曄琳は咄嗟に左目に触れる。いつもあるはずの感触がない。先程の水没で無くしたのか。
いや、それより――。
「なんで、知って――」
「説明は後で。水から出ますよ。私の服に顔を寄せて……そう、いい子ですね」
曄琳は早鐘を打つ心臓を押え、身を小さくして雪宜に抱えられていく。相当に、混乱していた。
◇◇◇
舞台へ上がろうとする碧鈴の後ろに見慣れた女の姿があることを認め、暁明は舌打ちしそうになるのを堪えた。
――あれほど来るなと言っておいたのに。
横の淳良が「曄琳か」と呟くのが聞こえた。その横顔はいつになく気を許しているように見えて。そういえば、この歳の離れた二人は異母姉弟なのだと思い出す。

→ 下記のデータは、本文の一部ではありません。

PR #2498, opened 2024-11-13
Improve lookup/from_name docs on Modal objects

mwaskom:
I don't think we explain the distinction between `.lookup` and `.from_name` anywhere in our docs.

We've had various conversations about how to avoid having this dichotomy (which is somewhat easier now that nearly all objects support lazy hydration) but in the meantime I think it's helpful to explain a little bit about the difference.

I don't think the explanation is _super_ helpful because I'm not certain the average user will be able to reason from the explanation that we give to the practical implications for their code. Which is why it's generally preferable to just have One Way To Do It. But hopefully the examples help a little bit in terms of guiding usage.

I also took the opportunity to modernize + standardize some of the other doctstring copy and examples, along with Jonofication of the capitalization.

### DIFF
--- a/modal/app.py
+++ b/modal/app.py
@@ -288,12 +288,14 @@ class _App:
         environment_name: Optional[str] = None,
         create_if_missing: bool = False,
     ) -> "_App":
-        """Look up an app with a given name. When `create_if_missing` is true,
-        the app will be created if it doesn't exist.
+        """Look up an App with a given name, creating a new App if necessary.
+
+        Note that Apps created through this method will be in a deployed state
+        but will not have any Functions or Classes assocaited with them. This
+        is mainly useful for creating an App to associate with a Sandbox:
 
         ```python
         app = modal.App.lookup("my-app", create_if_missing=True)
-
         modal.Sandbox.create("echo", "hi", app=app)
         ```
         """
--- a/modal/mount.py
+++ b/modal/mount.py
@@ -586,6 +586,8 @@ class _Mount(_Object, type_prefix="mo"):
         namespace=api_pb2.DEPLOYMENT_NAMESPACE_WORKSPACE,
         environment_name: Optional[str] = None,
     ) -> "_Mount":
+        """mdmd:hidden"""
+
         async def _load(provider: _Mount, resolver: Resolver, existing_object_id: Optional[str]):
             req = api_pb2.MountGetOrCreateRequest(
                 deployment_name=label,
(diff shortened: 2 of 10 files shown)


modal/mount.py
```diff
@@ -586,6 +586,8 @@ def from_name(
         namespace=api_pb2.DEPLOYMENT_NAMESPACE_WORKSPACE,
         environment_name: Optional[str] = None,
     ) -> "_Mount":
+        """mdmd:hidden"""
```
mwaskom, line 589: I don't think this is useful as a public-facing method?

modal/secret.py
```diff
@@ -206,13 +210,7 @@ async def lookup(
...
         required_keys: List[str] = [],
     ) -> "_Secret":
-        """Lookup a secret with a given name
-
-        ```python
-        s = modal.Secret.lookup("my-secret")
-        print(s.object_id)
-        ```
-        """
+        """mdmd:hidden"""
```
mwaskom, line 213: I don't think users have any reason to `.lookup` a Secret? Could be wrong though...

modal/app.py
```diff
@@ -288,12 +288,14 @@ async def lookup(
         environment_name: Optional[str] = None,
         create_if_missing: bool = False,
     ) -> "_App":
-        """Look up an app with a given name. When `create_if_missing` is true,
-        the app will be created if it doesn't exist.
+        """Look up an App with a given name, creating a new App if necessary.
+
+        Note that Apps created through this method will be in a deployed state
+        but will not have any Functions or Classes assocaited with them. This
```
danielshaar, line 294: associated*

danielshaar, line 294: nit, comma before but

mwaskom: thanks, a fun fact about me is that i literally cannot spell

danielshaar: nitheir cna i

mwaskom: I disagree! The text after "but" isn't an independent clause. :D

modal/secret.py
```diff
@@ -169,7 +169,11 @@ def from_name(
             str
         ] = [],  # Optionally, a list of required environment variables (will be asserted server-side)
     ) -> "_Secret":
-        """Create a reference to a persisted Secret
+        """Reference a Secret by its name.
+
+        In contrast to most other Modal objects, named Secrets must be provisioned
+        from the Dashboard. See other methods for alternate ways of creating a new
```
danielshaar, line 175: This sentence took me a sec to parse, maybe better: See other methods for alternative ways to create a new Secret from code.

mwaskom:
@prbot approve; just docs

erikbern:
👍 

thanks for doing this!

奇妙な縁だと思う。淳良という存在がいなければ、暁明は曄琳とあの日、後宮で出会えていない。淡々としていそうで、しかしふとした瞬間に庇護欲をかき立てられるような、縋るような表情を覗かせるあの少女と相見えることはなかったのだ――そう思うと、妙に胸が騒ぐ。
視線の先の女は、華奢な身体に赤の衣装を身に纏って俯きがちに歩いており、平素の彼女からは想像できないほどに淑やかで――そして違和感なく映った。
彼女は間違いなく皇家の人間だ。容易に手を伸ばせない、秘せる花。引き寄せれば簡単に腕の中に閉じ込めることができるのに、真に手に入れることは到底叶わない。
その事実は、騒ぐ胸に重石をのせるように息苦しい。
――と、目を引く赤が傾いだ。
ずるりと池に引き込まれるように落ちていき、水飛沫が上がる。
落ちたのか、落とされたのか。
悲鳴が上がる中、暁明は控えていた高台の横から駆け出そうと一歩を踏み出す。
しかし、それより早く。同じく横で控えていた宦官が先に駆け出した。
「――楚蘭さま」
すれ違いざまに聞こえたその一言に、暁明の足は止まった。躊躇いなく池に飛び込んでいった雪宜に、暁明は呆然と立ち尽くす。
――そういうことか。
思わず漏れた言葉は、曄琳へ繋がる真実を掴んでいた。